Oh, toi aussi tu entretenais les tombes délaissées ?

C'est un de mes souvenirs d'ado préféré.... Fleurir et nettoyer ces pierres qui portaient une histoire....

tanette said...

Une belle histoire que tu vas pouvoir raconter à ta libellule.
Bonne soirée à vous tous.

La Femme coupée en deux said...

Jolie note, pleine de tendresse, on s'y croirait en vrai...

dany said...

Magnifique post! Mais comment s'appelait ce lac ? je le connais peut-être, moi qui suis native d'Auvergne...

bricol-girl said...

Jolis souvenirs qui aident à vivre le présent.

Crazy Cat Lady said...

C'est drôle, je les ai également ces souvenirs, mais savoir que ces moments ne reviendront jamais m'arrache le cœur à chaque fois. Je n'arrive pas à en défaire !

liaht said...

Tiens, moi aussi je rendais justice en dépouillant les tombes trop garnies pour fleurir les délaissées !!!
Ces maisons de notre enfance ont participé à ce que nous sommes devenus adultes, j'en suis peruadée !

kousinn said...

Je me rappelle qu'une fois au cimetière, on s'était faite gronder par une dame qui n'appréciait pas notre bonne volonté..

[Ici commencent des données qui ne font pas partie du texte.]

PR #571, opened 2023-10-30
Fix RN workingDir and disconnect handling

dangeross:
Generated code for breez/breez-sdk-rn-generator#14

> This PR enables different nodes to be run through RN (one at a time) by allowing the workingDir to be set as a subdirectory of the application directory and resetting the breezServices instance when disconnect is called.

### DIFF
--- a/libs/sdk-react-native/android/src/main/java/com/breezsdk/BreezSDKModule.kt
+++ b/libs/sdk-react-native/android/src/main/java/com/breezsdk/BreezSDKModule.kt
@@ -35,6 +35,19 @@ class BreezSDKModule(reactContext: ReactApplicationContext) : ReactContextBaseJa
         throw SdkException.Generic("BreezServices not initialized")
     }
 
+    @Throws(SdkException::class)
+    private fun ensureWorkingDir(workingDir: String) {
+        try {
+            val workingDirFile = File(workingDir)
+
+            if (!workingDirFile.exists() && !workingDirFile.mkdirs()) {
+                throw SdkException.Generic("Mandatory field workingDir must contain a writable directory")
+            }
+        } catch (e: SecurityException) {
+            throw SdkException.Generic("Mandatory field workingDir must contain a writable directory")
+        }
+    }
+
     @ReactMethod
     fun addListener(eventName: String) {}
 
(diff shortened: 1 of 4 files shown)


JssDWt:
I think looks good.

It could be a bit racy in the `connect` with the gap between the breezServices null check and setting the breezServices if you try to connect two nodes at the same time? But that's not supported anyway, so don't change that.

Setting breezServices to null in disconnect looks fine. Working directory looks fine.

libs/sdk-react-native/android/src/main/java/com/breezsdk/BreezSDKModule.kt
```diff
@@ -157,7 +153,18 @@ class BreezSDKModule(reactContext: ReactApplicationContext) : ReactContextBaseJa
...
+            if (!configTmp.workingDir.contains(reactApplicationContext.filesDir.toString())) {
+                promise.reject("Generic", "Mandatory field workingDir must contain application directory")
+                return
+            }
+
             val emitter = reactApplicationContext.getJSModule(RCTDeviceEventEmitter::class.java)
+            val workingDir = File(configTmp.workingDir)
+
+            if (!workingDir.exists()) {
+                workingDir.mkdirs()
```
roeierez, line 166: Perhaps we should check if that fails and throw exception?

libs/sdk-react-native/android/src/main/java/com/breezsdk/BreezSDKModule.kt
```diff
@@ -157,7 +153,18 @@ class BreezSDKModule(reactContext: ReactApplicationContext) : ReactContextBaseJa
 
         try {
             val configTmp = asConfig(config) ?: run { throw SdkException.Generic("Missing mandatory field config of type Config") }
+
+            if (!configTmp.workingDir.contains(reactApplicationContext.filesDir.toString())) {
```
roeierez, line 157: Not sure if we should limit here the directory path.

roeierez (changes requested):

libs/sdk-react-native/android/src/main/java/com/breezsdk/BreezSDKModule.kt
dangeross: I understand we shouldn't limit too much, the application only has access to the application sandbox directory, documents directory and external file system. Throwing the above exception with a similar error message, would also suffice

dangeross: Updated to not limit the workingDir and provide a better error if creation of the workingDir fails

JssDWt (approved):
LGTM

roeierez (approved):
LGTM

la coccinelle n'est plus là, plutôt que de la laisser enfermée au garage elle a été adoptée par un amoureux des voitures

Moukmouk said...

Oui la famille élargie est bien importante, c'est dans ce milieu qu'on apprend le plus, il faudrait que l'école arrive à le comprendre.

Anonymous said...

j'ai beaucoup aimé lce texte de
j'ai reconnu un M.... d'autrefois , de vos vacances , des étés , j'aurais envie de l'embrasser pour avoir si bien compris le charme de notre pays
Colette

LiliLajeunebergere said...

J'ai écrit ce texte en pensant fort à quelqu'un... Ca s'est suffisamment senti pour que ma cousine passe le message, merci à elle.
Je pense à lui, chaque jour qui passe, lui qui a eu une importance qu'il n'imagine pas dans ma vie.
Cette fois, j'ai dit à temps mon amour, même si c'était de manière détournée.

Je suis ravie que la coccinelle orange soit toujours en un seul morceau.

Et je vois que ma cousine et moi n'étions pas les seules robins des cimetières!